ST. LOUIS – As the Wild embarks on the NHL postseason for a third consecutive year, at the conclusion of a turnaround that still seems almost unimaginable, two scenarios feel plausible for the Western Conference's No. 7 seed.

The Wild looks capable of a deep playoff run.

Or capable of losing in the first round to the big, bad St. Louis Blues.

How's that for fence-sitting?

That's the beauty, and unpredictability, of playoff hockey, especially as it pertains to the Wild. This season has been a case of extremes.

The postseason stage shouldn't make the Wild feel like a kindergartner on the first day of school, the kind of uneasiness one experiences heading into an unfamiliar place.

The team is more complete now and older, no longer a newbie to playoff hockey. The narrative has evolved. Nobody should be content with just getting to the party or winning a series.

The past two postseasons were important steps in the building process. The bar has been raised.

"We're not going into the locker room saying, 'OK, this is our year, it's do or die' or anything like that," coach Mike Yeo said. "We have a quiet confidence about us."

Good luck trying to pick this series with strong conviction. It feels like a coin flip. A reasonable argument can be made either way.

Technically, the Blues are favored as the No. 2 seed, but they also carry a heavy burden to do something special this postseason.

Back-to-back first-round exits the past two seasons have made Blues fans antsy. They expect a better showing. If the Wild can win one of the first two games on the road, the air around the Blues will feel as if it weighs a ton.

Playoff hockey is so incredibly intense and so tightly contested that upsets by definition don't always feel like upsets. Seedings matter for home-ice advantage, particularly in Game 7s, but they don't necessarily serve as a road map for how things will proceed.

Success often is predicated on matchups and adjustments, momentum and confidence, a hot goalie. The randomness of hockey bounces also can be a great equalizer.

"You don't know what to expect," Wild captain Mikko Koivu said. "You can't predict anything."

The Blues hold an edge in overall talent and depth. They are a behemoth bunch that wants to pound the Wild into submission. The Blues are good enough to reach the Stanley Cup Finals.

So, too, is their opponent.

The Wild brings a boatload of confidence and an MVP candidate in goal into the series. No NHL team played better than the Wild after Devan Dubnyk's arrival in mid-January.

Experience matters, and Wild players know what playoff hockey feels like and, more important, what it requires. They've felt the emotions that surface in a long, testy series. They've trailed 2-0 in a series and rallied to advance. They've won a Game 7 on the road.

They shouldn't be blindsided by the unknown.

"We've seen resiliency in our group in the past, which will be important," Yeo said.

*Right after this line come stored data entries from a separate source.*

PR #10226, opened 2023-09-26
[Stake] Allows the delegation pool owner to update the operator commission percentage

junkil-park:
### Description

This PR adds the function to allow the delegation pool owner to update the operator commission percentage.

This implements the AIP-50: https://github.com/aptos-foundation/AIPs/pull/250

### Test Plan
aptos move test

### DIFF
--- a/aptos-move/framework/aptos-framework/sources/delegation_pool.move
+++ b/aptos-move/framework/aptos-framework/sources/delegation_pool.move
@@ -191,6 +191,16 @@ module aptos_framework::delegation_pool {
     /// Chaning beneficiaries for operators is not supported.
     const EOPERATOR_BENEFICIARY_CHANGE_NOT_SUPPORTED: u64 = 19;
 
+    /// Commission percentage increase is too large.
+    const ETOO_LARGE_COMMISSION_INCREASE: u64 = 20;
+
+    /// Commission percentage change is too late in this lockup period, and should be done at least a quarter (1/4) of the lockup duration before the lockup cycle ends.
+    const ETOO_LATE_COMMISSION_CHANGE: u64 = 21;
+
+    /// Changing operator commission rate in delegation pool is not supported.
+    const ECOMMISSION_RATE_CHANGE_NOT_SUPPORTED: u64 = 22;
+
+
     const MAX_U64: u64 = 18446744073709551615;
 
     /// Maximum operator percentage fee(of double digit precision): 22.85% is represented as 2285
@@ -214,6 +224,9 @@ module aptos_framework::delegation_pool {
 
     /// Scaling factor of shares pools used within the delegation pool
     const SHARES_SCALING_FACTOR: u64 = 10000000000000000;
+
+    /// Maximum commission percentage increase per lockup cycle. 10% is represented as 1000.
+    const MAX_COMMISSION_INCREASE: u64 = 1000;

The Wild has never had a better collection of talent. This is the organization's best team, its deepest team, maybe its most confident team, though that plucky 2003 squad felt as if it could move mountains.

The Wild was overmatched in talent and skill against the Chicago Blackhawks two years ago. That shouldn't be an excuse in this postseason.

"Year by year you expect your team to get better," Zach Parise said, "and I think we've done that."

The best part of playoff hockey is the ebbs and flows, the different story lines that emerge. Dynamics change as a series unfolds and the pressure and hostility rise.

The Wild-Colorado series last season provided plenty of that drama, which should serve Wild players well in terms of managing their emotions if momentum suddenly shifts, or if they find themselves backed into a tight spot.

"It is a roller-coaster ride," center Charlie Coyle said. "If you lose a game, it feels like the end of the world. If you win one, it feels like you're on top of the world. You've got to balance that out."

The Wild is an expert on roller-coaster rides. The regular season felt like a scream machine with its twists and turns.

The Wild enters the playoffs on top of its game. A deep run is entirely conceivable.

To think anything less would ignore everything that we've witnessed since mid-January.